PR #1704, opened 2021-01-24
feat: radio group field

austincondiff:
## Summary
Added a new radio group field that is configurable to display as radios or buttons eithor horizontally or vertically.

## Usage
```js
interface RadioGroupFieldProps {
  label?: string
  name: string
  component: string
  options: (Option | string)[]
  direction?: 'horizontal' | 'vertical'
  variant?: 'radio' | 'button'
}
```

### Horizontal Radios 
```js
{
  label: 'Page Width',
    name: 'frontmatter.pagewidth',
    component: 'radio-group',
    options: [
      { value: 'xs', label: 'XS' },
      { value: 'sm', label: 'SM' },
      { value: 'md', label: 'MD' },
      { value: 'lg', label: 'LG' },
      { value: 'xl', label: 'XL' },
  ],
}
```
https://user-images.githubusercontent.com/806104/105625589-ed049700-5def-11eb-971f-cbc30cedb8a1.mov

### Vertical Radios
```js
{
  label: 'Page Width',
    name: 'frontmatter.pagewidth',
    component: 'radio-group',
    direction: 'vertical',
    options: [
      { value: 'xs', label: 'Extra Small' },
      { value: 'sm', label: 'Small' },
      { value: 'md', label: 'Medium' },
      { value: 'lg', label: 'Large' },
      { value: 'xl', label: 'Extra Large' },
  ],
}
```
https://user-images.githubusercontent.com/806104/105625586-ebd36a00-5def-11eb-80a2-e09586c6693c.mov

### Horizontal Buttons

```js
{
  label: 'Page Width',
    name: 'frontmatter.pagewidth',
    component: 'radio-group',
    variant: 'button',
    options: [
      { value: 'xs', label: 'XS' },
      { value: 'sm', label: 'SM' },
      { value: 'md', label: 'MD' },
      { value: 'lg', label: 'LG' },
      { value: 'xl', label: 'XL' },
  ],
}
```
https://user-images.githubusercontent.com/806104/105625591-ed9d2d80-5def-11eb-99ba-8c3d63b1389a.mov

### Vertical Buttons

```js
{
  label: 'Page Width',
    name: 'frontmatter.pagewidth',
    component: 'radio-group',
    variant: 'button',
    direction: 'vertical',
    options: [
      { value: 'xs', label: 'Extra Small' },
      { value: 'sm', label: 'Small' },
      { value: 'md', label: 'Medium' },
      { value: 'lg', label: 'Large' },
      { value: 'xl', label: 'Extra Large' },
  ],
}
```
https://user-images.githubusercontent.com/806104/105625590-ed9d2d80-5def-11eb-9d21-842a9ca09f09.mov

## Motivation

Select fields require more interaction than is necessary for fields with a limited set of options. This offers developers a field to use in forms to provide their users with a quicker method of input when there are only a limited set of options.


DirtyF:
Very nice work here, appreciate the little animations on the buttons 👌 
https://www.loom.com/share/410ccc4e7b8744168853abe51142fce3

austincondiff:
Tab should focus the selected radio in a group, but pressing tab again will blur the group and focus the next focusable item on the page. Once you have. the radio group focussed, you can press the directional keys to navigate within the radio group as documented [here](https://www.w3.org/wiki/RadioButton). I did forget to include the `name` attribute on each radio input. This tells in the radio is part of a group. I've added that so now it should behave as expected when there are multiple groups in a single form.

spbyrne (approved):
This looks great, @austincondiff. This will be a very useful feature.

dwalkr:
We'll want to document this new field type on our website, added an issue to track https://github.com/tinacms/tinacms.org/issues/787

you're welcome to take a stab at it @austincondiff but it's OK if you can't

packages/@tinacms/fields/src/components/RadioGroup.tsx
```diff
@@ -0,0 +1,269 @@
...
+}) => {
+  const [
+    activeRadioRef,
+    setActiveRadioRef,
+  ] = React.useState<HTMLDivElement | null>(null)
+  const radioOptions = options || field.options
+  const radioRefs: RadioRefsInterface = {}
+
+  React.useEffect(() => {
+    console.log({ activeRadioRef: radioRefs[`radio_${input.value}`] })
```
dwalkr, line 61:
```suggestion
```

packages/@tinacms/fields/src/components/RadioGroup.tsx
```diff
@@ -0,0 +1,269 @@
...
+    return (
+      <RadioOptionWrap
+        variant={field.variant}
+        ref={ref => {
+          radioRefs[`radio_${option.value}`] = ref
+        }}
+      >
+        <input
+          type="radio"
+          key={option.value}
```
dwalkr, line 83: I think we want to move `key` to the parent component

dwalkr (changes requested):

dwalkr:
@all-contributors add @austincondiff for ideas

austincondiff:
@DirtyF @dwalkr @spbyrne As I was writing the docs for this, I had a thought. We can continue with this implemented API, but was curious to get your thoughts on an alternative API (which would require a slight refactor).  Currently the `component` is `radio-group` and an additional `variant` property can either be set to `radio` or `button` to determine if the field looks like a traditional radio group or a button group respectively.  An alternative API would be to remove the `variant` property and use the same component for an additional `button-group` field. So to summarize, this are our two options.

Option 1 _(currently in this PR as of this comment)_
```js
{
  component: 'radio-group' 
  variant:  'radio' | 'button'
  ...
}
```

Option 2
```js
{
  component: 'radio-group' | 'button-group'
  ...
}
```

Which of these two do y'all prefer? Why?

dwalkr:
@austincondiff since the two fields do the exact same thing (and indeed are just visual variations on the same control,) it makes sense to keep them as the same field type. It makes the individual field's API slightly more complex, but avoids adding unnecessary complexity to the Tina API overall. Your second option adds two fields to the mental model, when there only needs to be one.

austincondiff:
@dwalkr I was leaning this direction as well for that very reason. I just figured I'd give y'all the option in case you thought otherwise.

dwalkr (approved):

PR #3199, opened 2022-09-15
Adds video support for media manager

wem5637:
This work is based on https://github.com/tinacms/tinacms/pull/1581.

This PR attempts to add video uploading to the media manager and filters the content depending on filter type, be it image or video.

Screen Shot 2022-09-15 at 2 23 25 PM
Screen Shot 2022-09-15 at 2 11 37 PM
Screen Shot 2022-09-15 at 2 11 44 PM


packages/@tinacms/toolkit/src/components/media/get-mime.js
```diff
@@ -0,0 +1,174 @@
...
+  const split_arr = filename.split('.')
+  const suffix = split_arr[split_arr.length - 1]
+  if (VIDEO_FILETYPES.includes(suffix)) {
+    return 'video'
+  } else if (IMAGE_FILETYPES.includes(suffix)) {
+    return 'image'
+  } else {
+    return 'file'
+  }
+}
```
wem5637, line 174: this was a last resort at determining the file type. was hoping to save type on file `persist` but couldn't figure out how to make the property stick. this just looks at the filename instead and in `media-item.tsx` uses it to determine icon, and then also media-manager.tsx uses it to filter the list of media to only show types relevant to the current filter.

packages/@tinacms/toolkit/src/components/media/media-manager.tsx
```diff
@@ -341,7 +345,19 @@ export function MediaPicker({
...
+  function filterMedia(item: Media) {
+    if (!filter) return true
+    const mime = getMime(item.filename)
+    if (filter === 'video') {
+      return mime === 'video'
+    } else if (filter === 'image') {
+      return mime === 'image'
+    } else {
+      return false
+    }
```
jamespohalloran, line 357:
```suggestion
return mime === filter
```
^ Could we simplify this down to that conditional?

jamespohalloran (commented):
Thanks for this great PR! It might take the team some more time to discuss and make sure it aligns with our roadmap before we merge. I left a few comments, but let me discuss with the team and figure out next steps before worrying about any of the change-requests.

jamespohalloran:
Hey @wem5637,
First of all, thank you for your contribution to TinaCMS. The team took a look, and while we'd love video support in the future, there are still some details that we'll need to spend some more time considering. Having video as a core field type may be a bit problematic, because by default, the content is stored in the git repo. Storing large files in the repo often doesn't scale well, so we may want to limit videos to external media providers.
The team is currently busy on a pretty focused roadmap as we near our 1.0 release. I'll close this PR for now, but we hope to circle back to video support in this future, and we will continue to take this PR into consideration!

johannesmutter:
Hey,
I agree that git is not ideal storing large video files.

But in my use case I need to store **MP4** files as a more storage efficient replacement for **GIFs**.
Besides the ability to upload small looping videos, I would like to use the Media Manager for storing **PDFs** and **SVGs**. Both not possible currently.

I don't really need a video preview or PDF preview in the media manager, just displaying the file name + extension is sufficient. 

Could you reconsider adding the option for adding a generic "file" type? 
Or what's a quick and dirty way to make this possible myself?

PR #3209, opened 2022-09-20
Remove esm package & upgrade to Vite 3

jeffsee55:
We were using the [esm](https://github.com/standard-things/esm) package, which helped when we need to convert CJS to ES modules in Yarn v2 contexts. But since we've moved to PNPM this is no longer necessary. 

ESM was used in all of our bin's, so `@tinacms/scripts` (is working already), `@tinacms/cli` and `create-tina-app` all need to be tested externally from the monorepo.

Removing the ESM package allows us to move to Vite 3 for `@tinacms/app`, there was a new node feature used in the vite react plugin that the ESM package didn't support.


jeffsee55:
Closing for now as we don't need Vite 3 yet. This requires all users to be on Node 16

PR #3210, opened 2022-09-20
port in use: CLI error handling

jamespohalloran:
Fixes a few issues with the CLI error handling:
- Fixes issue where subprocess would still run if port was in use.
- Don't exist with success when initial build fails


logan-anderson:
@jamespohalloran Can you add a `changeset`? Can be done with `pnpm changeset`.

logan-anderson (dismissed):

logan-anderson (approved):

PR #3216, opened 2022-09-21
Refactor to use schema tools

logan-anderson:
Removes the schema from `@tinacms/graphql` and uses `@tinacms/schema-tools` everywhere.


packages/@tinacms/graphql/src/schema/createSchema.ts
```diff
@@ -0,0 +1,44 @@
...
+
+export const createSchema = async ({
+  schema,
+  flags = [],
+}: {
+  schema: TinaCloudSchemaBase
+  flags?: string[]
+}) => {
+  // TODO: fix types
+  // @ts-ignore
```
jamespohalloran, line 27:
```suggestion
```

Not 100%, but I don't think you need this anymore

jamespohalloran (changes requested):
Nice 👍 Just left one small comment

packages/@tinacms/graphql/src/schema/createSchema.ts
logan-anderson: @jamespohalloran I updated and removed some other spots that I could remove that comment.

PR #3218, opened 2022-09-21
Enable dev server for faster dev builds in standalone

jeffsee55:
The way our vite build step has worked so far is we run the production build of the app source files in `@tinacms/app/appFiles` along with an aliased reference to the user's config, allowing them to include custom components and things of that sort. This has worked nicely, but the builds take a long time, and there was some trickery to getting things to work, we were building the app from the context of the `@tinacms/app` location - so for installs it would be something like `<my-roo>/node_modules/@tinacms/app`, which is no issue for pnpm but with yarn resulted in the vite dev server not being able to find external modules for it's cjs->esm transform in dev mode. We've also up to this point required that users install `react`, `react-dom`, and `styled-components` even when we're in control of the artifacts. 

This PR adds a pre-build step to treat the standalone app files as a single artifact, including the dependencies we use (we bring our own version of react). It also now treats the vite root as the `cwd` (default on most vite apps) which allows the vite dev server to properly transform cjs->esm for dev mode. This unlocks a much faster dev experience and should lead to hot-reloading capabilities in the near future.

Things this doesn't do:
- When you change your config file, you'll need to refresh your browser for now to see the latest changes
- It doesn't compile tailwind classes from the user's config file (this would be handy when the user wants to provide their own component)

I think these are both small-ish tasks but want to get this out before moving on to them.


packages/@tinacms/app/src/index.ts
```diff
@@ -112,23 +118,44 @@ vite.svg`
...
+    }
+    server = await createServer(config)
     await server.listen()
     await server.printUrls()
+  } else {
+    /**
+     * This is kind of awkward, we're putting files in the specified
+     * output folder because we want to run the vite build
+     * from the context of the user's site, so dependencies are
+     * discovered properly. So his drops in the scaffolding
```
kldavis4, line 147:
```suggestion
     * discovered properly. So this drops in the scaffolding
```

logan-anderson (approved):

PR #3225, opened 2022-09-23
Change behaviour of defaults

logan-anderson:
- deprecate: `defaultValue`
- add `defaultItem` to the collection (as a function or an object)
```ts
      defaultItem: () => {
        const m = new Date()
        return {
          title: 'New Page',
          test: 'This is a default value of the test field',
          filename: `new-page-${
            m.getUTCFullYear() +
            '-' +
            (m.getUTCMonth() + 1) +
            '-' +
            m.getUTCDate()
          }`,
        }
      },
```
- Allow `datetime` field to be undefined or empty

One strange behaviour (outlined in video below) that I could try and fix but I think might be better addressed as a separate ticket. (We might have to refactor this form)

https://www.loom.com/share/9ee5aadbeb0d4891a3a62e65432f51bf


jamespohalloran:
I wonder if it makes sense to restrict setting a default on "filename". Filename needs to be unique, so I don't know if the default would ever be helpful. 
(Filename behaviour will likely be changing soon anyways: https://linear.app/tina/issue/ENG-520/provide-filename-customization-api)

logan-anderson:
> I wonder if it makes sense to restrict setting a default on "filename". Filename needs to be unique, so I don't know if the default would ever be helpful.

In my example I used function to set the default as the current date (I think this is used in hugo as well) this might be one way of being unique. 

We could restrict it but I have a feeling that the FileName function may be a bit tricky to implement. So at least if we keep it we can allow users to set a default filename for the meantime.

jeffsee55:
Regarding this:

> One strange behaviour (outlined in video below) that I could try and fix but I think might be better addressed as a separate ticket. (We might have to refactor this form)

I would say the current behavior is incorrect. It shouldn't be disabled based on whether or not the form has been touched, only on whether the form is valid.

That is _different_ than the related behavior we have of showing a form changes indicator, the value _should_ be based on if the form has been touched.

jeffsee55 (approved):

PR #3231, opened 2022-09-23
Revert "Fix rich text dropdown overlap issue"

jeffsee55:
Reverts tinacms/tinacms#3177

This seems to be causing some issues. The label is under the fields. 

Screen Shot 2022-09-23 at 1 42 43 PM

I'd like to know a bit more context about this PR and why it's necessary to reverse the fields and handle the order with `flex-col-reverse`

cc @Phoenix-Alpha

### DIFF
--- a/.changeset/slow-clocks-play.md
+++ b/.changeset/slow-clocks-play.md
@@ -1,0 +1,5 @@
+---
+"@tinacms/toolkit": patch
+---
+
+Revert "Fix rich text dropdown overlap issue" which was causing field labels to live underneath their inputs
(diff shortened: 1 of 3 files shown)


logan-anderson (approved):

Phoenix-Alpha:
@jeffsee55 

I think reverting is not a good idea.

Rich text toolbars have same z-index so later siblings(in the below) overlap dropdown of previous siblings.
It is a bit hard to fix this overlap issue by changing z-index or position css because dropdown is child of toolbar.
So I reversed the order and display it in reverse using flex-col-reverse.

jeffsee55:
After discussing on Slack with @Phoenix-Alpha. We'll revert this and then rework the original issue.

PR #3235, opened 2022-09-27
Correctly update filename

logan-anderson:
Fixed an issue where the filename would not be update on an array of values.


kldavis4:
@logan-anderson when would the filename be an array?

jeffsee55 (approved):

PR #3242, opened 2022-09-28
Fix/slugigy function breaks templates

logan-anderson:
Fix issue where slugify function would break templates


packages/tinacms/src/admin/pages/CollectionCreatePage.tsx
```diff
@@ -15,6 +15,7 @@ import { Form, FormBuilder, FormStatus } from '@tinacms/toolkit'
 import { Link, useNavigate, useParams } from 'react-router-dom'
 import React, { useMemo, useState } from 'react'
 import { TinaSchema, resolveForm } from '@tinacms/schema-tools'
+import type { GlobalTemplate } from '@tinacms/schema-tools'
```
jeffsee55, line 18: I'm not sure it matters much but we'll be getting rid of GlobalTemplate, I think `CollectionTemplates` is what we want here (it has a generic so `CollectionTemplates<false>` I think)

jeffsee55 (dismissed):
Small comment, but looks good

packages/tinacms/src/admin/pages/CollectionCreatePage.tsx
logan-anderson: I just updated the types again. I don't need to use `GlobalTemplates`  but we need to use a  different template type here. We need a different one for `collections[].templates.ui` because the one at the "top level" is different from the one at the lower levels.

jeffsee55 (approved):

PR #3247, opened 2022-10-03
Fix/update object UI types

logan-anderson:
Adds `defaultItem` to object field types (already supported it was just not in the types) 

fixes: #3248


jamespohalloran (approved):
lgtm!

PR #3256, opened 2022-10-05
fix: fs.rm "callback is not a function"

jamespohalloran:
Fix for "callback is not a function" when running tinacms dev

### DIFF
--- a/packages/@tinacms/graphql/src/index.ts
+++ b/packages/@tinacms/graphql/src/index.ts
@@ -48,7 +48,7 @@ export const buildSchema = async (
   const config = await fs
     .readFileSync(path.join(tempConfig, 'schema.json'))
     .toString()
-  fs.rmSync(tempConfig, { recursive: true, force: true })
+  await fs.remove(tempConfig)
 
   // only build the files, do not index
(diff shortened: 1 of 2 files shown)


packages/@tinacms/graphql/src/index.ts
```diff
@@ -48,7 +48,7 @@ export const buildSchema = async (
   const config = await fs
     .readFileSync(path.join(tempConfig, 'schema.json'))
     .toString()
-  await fs.rm(tempConfig, { recursive: true })
+  fs.rmSync(tempConfig, { recursive: true, force: true })
```
jeffsee55, line 51: Should this be awaited?
```suggestion
  await fs.rmSync(tempConfig, { recursive: true, force: true })
```

jamespohalloran: It looks like it's just a synchronous function that returns void:

> Synchronously removes files and directories (modeled on the standard POSIX rm utility).

logan-anderson (approved):

logan-anderson (commented):
@jamespohalloran I just made an update. Wanna double check that it didn't beak anything?

PR #3260, opened 2022-10-06
Feat/add vue example

logan-anderson:
Adds an example of using Tinacms with vue.


jeffsee55:
Looks like this is related https://github.com/vitejs/vite/issues/3617

PR #3584, opened 2023-02-06
no long express all env vars to the frontend

### LINKED ISSUE #3579: Exposed ENV vars

While converting our Jekyll site from Forestry to TinaCMS I noticed that compiling the admin exposes all ENV vars. Supplied is the link to current production index.js for tina.io, search for `TINA_`. If for whatever reason you require some private credentials for your build step then its time to roll your credentials.

I believe this is the offending line of code:
https://github.com/tinacms/tinacms/blob/main/packages/%40tinacms/app/src/index.ts#L146

It should only be outputting ENV that TinaCMS requires and it should be noted in the docs that you only want to use public non destructive / read-only ENV vars as they will be publicly exposed.

### Reproduction

https://tina.io/admin/assets/

### Steps to reproduce

- Add an env var to your build steps
- Build the admin
- Inspect the generated index.js for the exposed env var

### System Info

```shell
N/A
```

### Validations

logan-anderson:
Fixes #3579 by exposing `NODE_ENV`, `NEXT_PUBLIC_*`, `TINA_PUBLIC_*`, and `HEAD` (for integration with Netifly) environment vars in the admin.

### DIFF
--- a/.changeset/nasty-tigers-own.md
+++ b/.changeset/nasty-tigers-own.md
@@ -1,0 +1,5 @@
+---
+'@tinacms/app': patch
+---
+
+Fix issue where all env vars where send to the admin
--- a/packages/@tinacms/app/src/index.ts
+++ b/packages/@tinacms/app/src/index.ts
@@ -119,6 +119,19 @@ export const viteBuild = async ({
     TINA_IMPORT: configPrebuildPath,
   }
 
+  // TODO: make this configurable
+  const publicEnv: Record<string, string> = {}
+  Object.keys(process.env).forEach((key) => {
+    if (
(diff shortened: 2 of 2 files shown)


jeffsee55 (approved):

jsntv200:
Will this need some documentation for the whitelist? Looks like `TINA__CLIENT_ID` and `TINA__TOKEN` are now `TINA_PUBLIC_CLIENT_ID` and `TINA_PUBLIC_TOKEN` which I assume would be a breaking change for many.

Also unclear what your policies are around security leaks, but as a user I would want to know that my secure build credentials may have leaked to publicly accessible files so I could deal with it and roll credentials if required.

PR #3590, opened 2023-02-08
feat: ENG-806: configurable dos media store base directory

kldavis4:
Adds a new optional configuration property to the DO media handler to specify a `mediaRoot` to store media.

Demo

[Alt text](https://www.youtube.com/watch?v=0kpnurlbk2w)

### DIFF
--- a/packages/next-tinacms-dos/src/handlers.ts
+++ b/packages/next-tinacms-dos/src/handlers.ts
@@ -40,7 +40,10 @@ export const mediaHandlerConfig = {
 export const createMediaHandler = (config: DOSConfig, options?: DOSOptions) => {
   const client = new S3Client(config.config)
   const bucket = config.bucket
-  const mediaRoot = config.mediaRoot || ''
+  let mediaRoot = config.mediaRoot || ''
+  if (mediaRoot && !mediaRoot.endsWith('/')) {
+    mediaRoot = mediaRoot + '/'
+  }
   let cdnUrl =
     options?.cdnUrl ||
     config.config.endpoint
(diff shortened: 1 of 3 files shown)


packages/next-tinacms-dos/src/handlers.ts
```diff
@@ -115,19 +123,46 @@ async function uploadMedia(
...
     res.status(500).send(findErrorMessage(e))
   }
 }
 
+function stripMediaRoot(mediaRoot: string, key: string) {
+  if (!mediaRoot) {
+    return key
+  }
+  const mediaRootParts = mediaRoot.split('/').filter((part) => part)
+  if (!mediaRootParts || !mediaRootParts[0]) {
```
jamespohalloran, line 147: Haven't tested this yet, but would this return key if media root starts with `/`? ( mediaRootParts[0] would be '' )

packages/next-tinacms-dos/src/handlers.ts
```diff
@@ -115,19 +123,46 @@ async function uploadMedia(
...
+    return key
+  }
+  const keyParts = key.split('/').filter((part) => part)
+  // remove each part of the key that matches the mediaRoot parts
+  for (let i = 0; i < mediaRootParts.length; i++) {
+    if (keyParts[0] === mediaRootParts[i]) {
```
jamespohalloran, line 153: Wondering is this would cause an issue if you had two nested directories with the same name:

```
mediaRoot: 'blah/nested/blah'
```

jamespohalloran (changes requested):
Still plan on testing this out, but a few quick questions

packages/next-tinacms-dos/src/handlers.ts
kldavis4: good catch - pushed a fix

packages/next-tinacms-dos/src/handlers.ts
kldavis4: I don't think so - just tested it and it seems fine. Did find another issue while testing it, though, and fixed that

jamespohalloran (approved):

PR #3591, opened 2023-02-08
refetch collections when the filter is reset

logan-anderson:
Fixes an issue that @jamespohalloran found where if you selected and used a filter but then selected "None" the results would not update.


spbyrne:
Added an empty state when there's nothing to display.

Screenshot 2023-02-08 at 2 01 43 PM

spbyrne (approved):
Your fix worked 👍

jamespohalloran (approved):
Nice!

jeffsee55 (approved):

PR #3600, opened 2023-02-09
fix: handle LEVEL_NOT_FOUND when fetching from level

kldavis4:
Fix `Could not get value` error when querying non-existent content

### DIFF
--- a/packages/@tinacms/graphql/src/database/index.ts
+++ b/packages/@tinacms/graphql/src/database/index.ts
@@ -203,12 +203,19 @@ export class Database {
     } else {
       const tinaSchema = await this.getSchema(this.level)
       const extension = path.extname(filepath)
-      const contentObject = await this.level
-        .sublevel<string, Record<string, any>>(
-          CONTENT_ROOT_PREFIX,
-          SUBLEVEL_OPTIONS
-        )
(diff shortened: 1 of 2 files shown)


logan-anderson (approved):

packages/@tinacms/graphql/src/database/index.ts
```diff
@@ -203,12 +203,19 @@ export class Database {
...
+      let contentObject
+      try {
+        contentObject = await this.level
+          .sublevel<string, Record<string, any>>(
+            CONTENT_ROOT_PREFIX,
+            SUBLEVEL_OPTIONS
+          )
+          .get(normalizePath(filepath))
+      } catch (e: any) {
+        if (e.code !== 'LEVEL_NOT_FOUND') {
```
jamespohalloran, line 215: Seems we have this try/catch a few times. Should we be swallowing this error at a different level to avoid needing to always wrap it in this try catch?

jamespohalloran (approved):

packages/@tinacms/graphql/src/database/index.ts
kldavis4: I'll make a follow-up PR to wrap the level implementation and centralize this

PR #3627, opened 2023-02-21
Aliases in field names

jamespohalloran:
fixes ENG-754
fixes ENG-120

Allow nameOverrides to be defined on a field, to allow us to use special field names. E.g, if you had a legacy field named "foo-bar", you could define your field like so:
```
  {
    type: "string",
    name: "foo_bar",
    nameOverride: "foo-bar",
  }
```

I'm applying the transformation to the fieldName before I index, and applying the opposite transformation when writing to the file. 

Next steps (probaby in follow up PRs):
- [Handle _template](https://linear.app/tina/issue/ENG-755/improve-support-for-blocks-with-template-instead-of-template) (we have hardcoded references to it in database/index.ts)
- add aliases automatically in forestry migration
- auto-apply aliases for special characters (fieldnames with dashes, fields named "id", etc)
- Give better error messages for invalid field names, prompting the user to use a nameOverride


packages/@tinacms/schema-tools/src/types.ts
```diff
@@ -483,6 +484,7 @@ export interface Template {
 export interface FieldCollection {
   label?: string
   name: string
+  nameOverride?: string
```
jeffsee55, line 487: @jamespohalloran this type is for the collection definition, is this needed here?

jeffsee55: I removed it when I merged with the schema types update so can add back if necessary

jamespohalloran: Oops yeah looks like it should just to be on the field: https://github.com/tinacms/tinacms/pull/3627/files#diff-88b24591b0c36f508270e9ae261e94ea2770198c387d66a95b2fe1620810bde3R147

PR #3629, opened 2023-02-21
Fix issue with registering form subscriptions too often

jeffsee55:
We were registered even subscribers on value change, which likely caused a performance issue. I'm not 100% sure this fixes the performance issue we've had reported intermittently, but seems like a good place to start.


kldavis4 (dismissed):

logan-anderson:
@jeffsee55 Should a Changeset be added?

logan-anderson (approved):

kldavis4 (approved):

PR #3631, opened 2023-02-22
Add checks to make sure local schema matches the server

logan-anderson:
This PR adds checks on both the frontend and back and that checks to make sure the schema is the same.

Logic of the schema check
- Make a GQL request to the server to get the GraphQL schema
- Pass the local GraphQL schema to the admin
- Use a graphQL diff tool to make sure they are the same. 

What is looks like like at build time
------------------------------------------------------------
In the records above, find each line holding "catch" and copy it.

*Answer to this problem*
kldavis4: good catch - pushed a fix
+      } catch (e: any) {
jamespohalloran, line 215: Seems we have this try/catch a few times. Should we be swallowing this error at a different level to avoid needing to always wrap it in this try catch?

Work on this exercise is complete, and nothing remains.